Have a tornado preparedness plan for yourself and your family.  Decide upon the safest place to seek shelter in your home and design an evacuation plan with more than one exit.  Practice this plan a couple of times a year.

Take photos of your home and valuables. If a tornado causes damage to your home, you’ll want to show the before and after photos to substantiate your claim.


  • As soon as a tornado warning is issued, seek shelter immediately and tune in to your local radio station.  The general rule of thumb is to shelter yourself in an interior room (preferably a storm room, cellar, or basement) where there are NO windows or exterior doors.
  • If Indoors:

Get inside a safe room, basement, or storm shelter.  If you don’t have a basement or storm shelter, go to an interior room on the lowest level of the building you are in (restroom, hallway, pantry) where there are no windows.

Bring your pets with you if you are able to grab them in time.

Stay away from windows, exterior doors, and garage doors.

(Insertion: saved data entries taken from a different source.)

PR #846, opened 2019-10-22
Differentiation

akshayka:
Add methods `backward`, `derivative` to `problem` for native differentiation. Add `diffcp` as an optional solver.


akshayka:
@SteveDiamond The build is passing; the failure is spurious (a Travis timeout).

These are some of the most vulnerable parts of a home and extremely dangerous.

If possible, get under a heavy table or object to protect yourself from flying debris.

Crouch to the ground and cover your head and neck.  If you have a heavy blanket or fluffy pillow, use them to protect yourself.

If you are in a mobile home and have time during a tornado watch, find a safer structure to shelter in.  Mobile homes are extremely vulnerable to tornado damage.

  • If Outdoors:

             Seek shelter inside a sturdy building in a room without windows.

If you cannot get to a building, get as far away as possible from trees.

Lie down flat against the ground and if you are near a ditch, tuck yourself in it.

Protect your head and neck to prevent getting hit by flying debris.

  • In a car, bus, or truck:

Experts recommend that you do not try to outdrive a tornado, but if there’s a clear path in the opposite direction, make a break for it.

If surrounded by the thunderstorm, pull over immediately and take shelter in the nearest building.

If you cannot find a building, get away from the vehicle and lie flat on the ground or in a ditch where there are no trees. Protect your head and neck.

  • After the tornado passes:

If there is a lot of damage to your home, shut off the utilities and have a professional inspection prior to turning them back on.

Stay away from downed power lines- they may still be charged.

Do not walk in or near puddles and flooded areas.

Do not sift through the rubble without protective gear due to broken glass, debris, nails, metal scraps, etc.


  • Your tornado kit essentials should already be stored in the place wherever you plan to take shelter.
  • Purchase a NOAA weather radio which will give you the most current information.  If you don’t want a radio, you can download the app.
  • Have enough drinking water to keep everyone in your home hydrated for a minimum of 72 hours and as many as 14 or more days.  It’s not possible to tell how quickly emergency assistance will be able to restore water service.
  • There may not be a shortage of actual water but may be a shortage of drinking water so have a water purification kit.
  • Have enough canned, freeze dried, or other non-spoilable food to last 72 hours to over 14 days.  If you have cans, have a manual can opener.
  • Plasticware, including plates, cups, and cutlery.
  • Several large trash bags for cleanup and to keep items dry.
  • A first aid kit that includes supplies to treat minor wounds and keep larger wounds under control until help arrives.
  • Medication - prescriptions and meds to help ease pain and inflammation associated with the drop in atmospheric pressure.
  • Waterproof gear and clothing that includes heavy-duty waterproof boots, jackets, pants, and an extra set of warm clothes.
  • A headlamp or flashlight with extra batteries: A headlamp is convenient because it’s hand-free.
  • Heavy blankets and fluffy pillows: When you take cover, you’ll want to protect yourself with a heavy blanket or pillow in case debris falls on top of you.
  • Wet wipes are essential for quick sanitation when a shower is impossible.
  • Important documents in a sealed waterproof container.
  • Supplies for babies, elderly, and disabled who may be with you.  Remember to have a week’s supply of prescription medication and take into consideration dietary needs and such.
  • Pet food and extra water if you have a pet(s).